The guided-missile cruiser’s commander, Capt. Gregory W. Gombert, and command master chief, Master Chief Petty Officer Gabriel J. Keeton, were relieved by Rear Adm. Michael Smith, Commander, Carrier Strike Group 3, on Tuesday, officials said.

The pair were relieved because of a loss of confidence in their “ability to effectively lead and carry out their assigned duties,” the Navy said.

The loss of confidence stems from the results of a series of inspections after the San Diego-based ship's return from a deployment to the Western Pacific. Gombert and Keeton have been temporarily reassigned, and an investigation is underway, the news release said.

Gombert is the third commander of the Cowpens to be relieved since 2010.

In January 2010, Capt. Holly Graf was removed from command of the ship — then home-ported at Yokosuka Naval Base, Japan — after an inspector general report substantiated ethical breaches, dereliction of duty, assault of her crew and other misdeeds.

In February 2012, Capt. Robert Marin, a married officer, was relieved of command of the Cowpens after another officer reported that Marin was having an affair with his wife, a base worker at Yokosuka.

Despite the upheaval, the Cowpens, which was the first ship to launch missiles at the start of the Iraq War, has participated in numerous operations in the Pacific, including tsunami relief in Japan in 2011 and typhoon relief in the Philippines last year.

In December, the ship was forced to change course to avoid hitting a Chinese military vessel in the South China Sea. Chinese media reported that the Cowpens had been tailing the newly built aircraft carrier Liaoning, but U.S. officials blamed the incident on aggressive maneuvers by the Chinese.

Capt. Robert B. Chadwick II will assume temporary duties as Cowpens’ commander, and Master Chief Petty Officer Richard J. Putnam will temporarily assume duties as command master chief, officials said._


----------



## AWP (Aug 6, 2014)

I'm not going to say that the Navy has an institutional problem, perhaps much of this is simple human nature, BUT....watching 20 or so of your peers being canned EVERY YEAR doesn't dissuade you from being a clown?
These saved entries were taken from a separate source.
PR #153, opened 2022-02-10
Migrate FormatterTests to PowerFx

bryancroteau-MSFT:
Required prerequisite commit before String Interpolation pretty/structural print changes.


lesaltzm (approved):
🚢

PR #155, opened 2022-02-11
Set diagnostic severity on language server publish diagnostics notification

Kcola:
I believe this was omitted by accident. Was causing all diagnostic responses from the language server to have severity 0.


MikeStall (approved):

lesaltzm (approved):
Thanks!

PR #158, opened 2022-02-11
Add flag to remove Single Column Table support

lesaltzm:
The Single Column Table syntax is a common source of difficult-to-resolve user errors. This is a proposal to remove it.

I'd like to think that when these guys apply for a job their names are Googled and they are outed as idiots and not hired. They will still draw retirement though if they made it past 20 and I'm sure companies will hire them left and right. In the end, there's no penalty for being a dirtbag in uniform. Make enough rank/ time in and you're golden.

The military wants to talk about reform...it should start from the top down. New ratings systems or uniforms or structure or tattoos.....all of that is bullshit when your leaders are corrupt and nothing's done. A band-aid on an traumatic amputation, but you can say you "tried."


----------



## SkrewzLoose (Aug 6, 2014)

While I'm not defending the CO & CMC because I don't know the details yet, _a loss of confidence in their “ability to effectively lead and carry out their assigned duties"_ is a pretty broad brush stroke.  I'd like to know what exactly that means and what the inspectors are looking for.  Did it come as the result of a CMEO survey where the crew was bashing the Triad?  Or is there something else going on?  The real shitty part is these guys/gals from the Cowpens were all O6.  Did they think their pedestal was too high for anyone to see their bad deeds?
Freefalling  I agree that it has to start at the top, but I think too many people at that level are scared of making waves or rocking the ship (puns intended).  From what I have seen at my command, Khakis tend to look out for one another, for better or worse.  There will always be outliers and shit birds that NO ONE likes, but the CPO Mess and Ward Room like to maintain a certain public persona.  I know it happens everywhere, but managing by exception is a dangerous practice.


----------



## BloodStripe (Sep 17, 2014)

http://www.businessinsider.com/relief-uss-james-williams-2014-9



> The three top leaders of the guided missile destroyer USS _James E. Williams_ (DDG-95) have been removed and reassigned halfway through the ship's deployment pending the outcome of an investigation into "command climate," the Navy said in a news release Tuesday.
> 
> 
> The skipper, Cmdr. Curtis B. Calloway, was relieved at sea by Capt. Anthony L. Simmons, who will take charge of the ship for the rest of the deployment as an investigation moves forward. Calloway, along with Cmdr. Ed Handley, the executive officer, and Command Master Chief Travis Biswell, the top enlisted leader, have been reassigned to staff positions at Naval Surface Force Atlantic.
> ...


----------



## racing_kitty (Sep 17, 2014)

Go big or go home, I guess.


----------



## SkrewzLoose (Sep 17, 2014)

Jesus, must have been something big for the entire Triad to be reassigned mid-deployment.


----------



## racing_kitty (Sep 17, 2014)

SkrewzLoose said:


> Jesus, must have been something big for the entire Triad to be reassigned mid-deployment.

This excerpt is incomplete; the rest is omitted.